**** Information supplied

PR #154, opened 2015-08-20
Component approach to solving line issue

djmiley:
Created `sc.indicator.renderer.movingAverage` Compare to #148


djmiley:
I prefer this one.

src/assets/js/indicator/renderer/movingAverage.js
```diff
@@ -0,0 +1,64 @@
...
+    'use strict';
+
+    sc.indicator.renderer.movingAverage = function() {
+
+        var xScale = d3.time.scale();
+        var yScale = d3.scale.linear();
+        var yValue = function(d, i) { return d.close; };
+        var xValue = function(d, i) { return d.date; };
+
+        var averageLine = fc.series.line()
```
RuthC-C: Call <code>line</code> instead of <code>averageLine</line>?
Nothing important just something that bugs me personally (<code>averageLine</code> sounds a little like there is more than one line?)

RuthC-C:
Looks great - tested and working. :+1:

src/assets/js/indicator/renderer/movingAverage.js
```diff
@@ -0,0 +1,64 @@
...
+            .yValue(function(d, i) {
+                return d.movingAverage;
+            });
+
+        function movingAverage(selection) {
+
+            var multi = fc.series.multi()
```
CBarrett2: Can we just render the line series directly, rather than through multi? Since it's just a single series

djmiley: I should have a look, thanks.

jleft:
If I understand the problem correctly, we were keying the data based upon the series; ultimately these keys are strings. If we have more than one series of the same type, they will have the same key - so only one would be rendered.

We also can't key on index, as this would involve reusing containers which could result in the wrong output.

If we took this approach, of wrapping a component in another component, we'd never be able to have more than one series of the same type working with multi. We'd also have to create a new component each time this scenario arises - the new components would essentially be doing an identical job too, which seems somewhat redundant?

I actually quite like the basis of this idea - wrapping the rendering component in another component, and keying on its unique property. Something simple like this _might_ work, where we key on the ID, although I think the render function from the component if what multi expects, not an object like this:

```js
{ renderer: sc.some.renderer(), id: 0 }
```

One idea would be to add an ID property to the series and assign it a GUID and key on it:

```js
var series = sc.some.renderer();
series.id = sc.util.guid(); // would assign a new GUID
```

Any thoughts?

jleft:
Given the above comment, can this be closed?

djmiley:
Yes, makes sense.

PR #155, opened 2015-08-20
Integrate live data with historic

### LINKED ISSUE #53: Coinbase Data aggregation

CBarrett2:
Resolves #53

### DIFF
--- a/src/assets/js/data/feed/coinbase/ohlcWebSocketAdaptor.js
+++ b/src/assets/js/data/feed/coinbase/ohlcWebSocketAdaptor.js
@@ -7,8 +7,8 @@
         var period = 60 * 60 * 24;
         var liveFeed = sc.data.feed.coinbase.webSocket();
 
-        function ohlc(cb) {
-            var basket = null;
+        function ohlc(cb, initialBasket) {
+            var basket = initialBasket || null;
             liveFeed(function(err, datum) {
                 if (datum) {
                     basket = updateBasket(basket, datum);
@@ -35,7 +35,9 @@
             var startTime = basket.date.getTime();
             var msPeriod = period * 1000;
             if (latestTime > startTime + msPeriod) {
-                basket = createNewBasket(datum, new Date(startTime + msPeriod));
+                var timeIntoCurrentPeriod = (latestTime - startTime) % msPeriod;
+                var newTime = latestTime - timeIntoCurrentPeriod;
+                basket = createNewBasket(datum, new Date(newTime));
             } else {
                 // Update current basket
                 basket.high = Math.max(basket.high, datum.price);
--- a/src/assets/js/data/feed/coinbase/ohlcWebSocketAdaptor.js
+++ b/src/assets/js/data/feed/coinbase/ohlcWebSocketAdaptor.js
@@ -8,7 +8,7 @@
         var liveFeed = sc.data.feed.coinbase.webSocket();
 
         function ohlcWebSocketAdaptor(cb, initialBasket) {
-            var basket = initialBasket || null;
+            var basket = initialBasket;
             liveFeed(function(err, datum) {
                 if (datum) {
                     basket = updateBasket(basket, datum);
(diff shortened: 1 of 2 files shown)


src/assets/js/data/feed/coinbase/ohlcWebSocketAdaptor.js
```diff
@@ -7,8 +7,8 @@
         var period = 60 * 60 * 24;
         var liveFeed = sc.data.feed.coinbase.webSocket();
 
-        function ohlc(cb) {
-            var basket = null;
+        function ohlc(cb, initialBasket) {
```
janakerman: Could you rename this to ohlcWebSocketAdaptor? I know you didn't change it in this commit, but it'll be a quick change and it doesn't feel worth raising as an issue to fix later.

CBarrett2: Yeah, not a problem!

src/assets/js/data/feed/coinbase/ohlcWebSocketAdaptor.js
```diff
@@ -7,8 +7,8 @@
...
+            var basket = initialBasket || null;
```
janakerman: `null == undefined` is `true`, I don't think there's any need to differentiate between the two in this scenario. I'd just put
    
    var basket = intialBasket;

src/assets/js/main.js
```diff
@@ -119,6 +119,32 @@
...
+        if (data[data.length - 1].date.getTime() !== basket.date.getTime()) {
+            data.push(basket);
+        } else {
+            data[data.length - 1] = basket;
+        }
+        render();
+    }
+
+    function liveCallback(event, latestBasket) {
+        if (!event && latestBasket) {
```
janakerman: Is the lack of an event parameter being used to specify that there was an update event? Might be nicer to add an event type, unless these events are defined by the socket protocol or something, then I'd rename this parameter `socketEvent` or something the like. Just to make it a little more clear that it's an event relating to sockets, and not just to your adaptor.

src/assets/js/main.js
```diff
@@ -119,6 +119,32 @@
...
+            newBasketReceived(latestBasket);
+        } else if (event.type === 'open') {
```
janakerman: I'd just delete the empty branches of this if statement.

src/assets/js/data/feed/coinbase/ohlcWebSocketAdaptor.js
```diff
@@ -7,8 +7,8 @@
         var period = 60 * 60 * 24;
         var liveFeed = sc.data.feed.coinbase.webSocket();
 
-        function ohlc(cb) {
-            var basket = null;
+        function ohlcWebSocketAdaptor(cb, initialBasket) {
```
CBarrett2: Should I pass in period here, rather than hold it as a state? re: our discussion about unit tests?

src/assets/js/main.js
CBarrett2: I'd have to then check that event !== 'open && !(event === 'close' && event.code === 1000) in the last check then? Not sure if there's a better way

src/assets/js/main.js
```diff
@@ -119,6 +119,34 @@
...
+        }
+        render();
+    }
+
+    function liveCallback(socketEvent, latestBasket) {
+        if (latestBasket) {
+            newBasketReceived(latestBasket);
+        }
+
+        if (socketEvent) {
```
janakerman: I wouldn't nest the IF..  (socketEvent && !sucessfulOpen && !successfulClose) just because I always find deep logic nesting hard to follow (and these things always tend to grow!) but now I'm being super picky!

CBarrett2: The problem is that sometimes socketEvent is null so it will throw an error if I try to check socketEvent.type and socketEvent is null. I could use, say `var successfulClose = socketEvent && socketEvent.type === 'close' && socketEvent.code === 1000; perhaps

********

● Exercise requirements: Please write out exactly the lines from the start of the data through the line that contains "RuthC-C: Call <code>line</code>", both ends included, and nothing else.

● Response:
PR #154, opened 2015-08-20
Component approach to solving line issue

djmiley:
Created `sc.indicator.renderer.movingAverage` Compare to #148


djmiley:
I prefer this one.

src/assets/js/indicator/renderer/movingAverage.js
```diff
@@ -0,0 +1,64 @@
...
+    'use strict';
+
+    sc.indicator.renderer.movingAverage = function() {
+
+        var xScale = d3.time.scale();
+        var yScale = d3.scale.linear();
+        var yValue = function(d, i) { return d.close; };
+        var xValue = function(d, i) { return d.date; };
+
+        var averageLine = fc.series.line()
```
RuthC-C: Call <code>line</code> instead of <code>averageLine</line>?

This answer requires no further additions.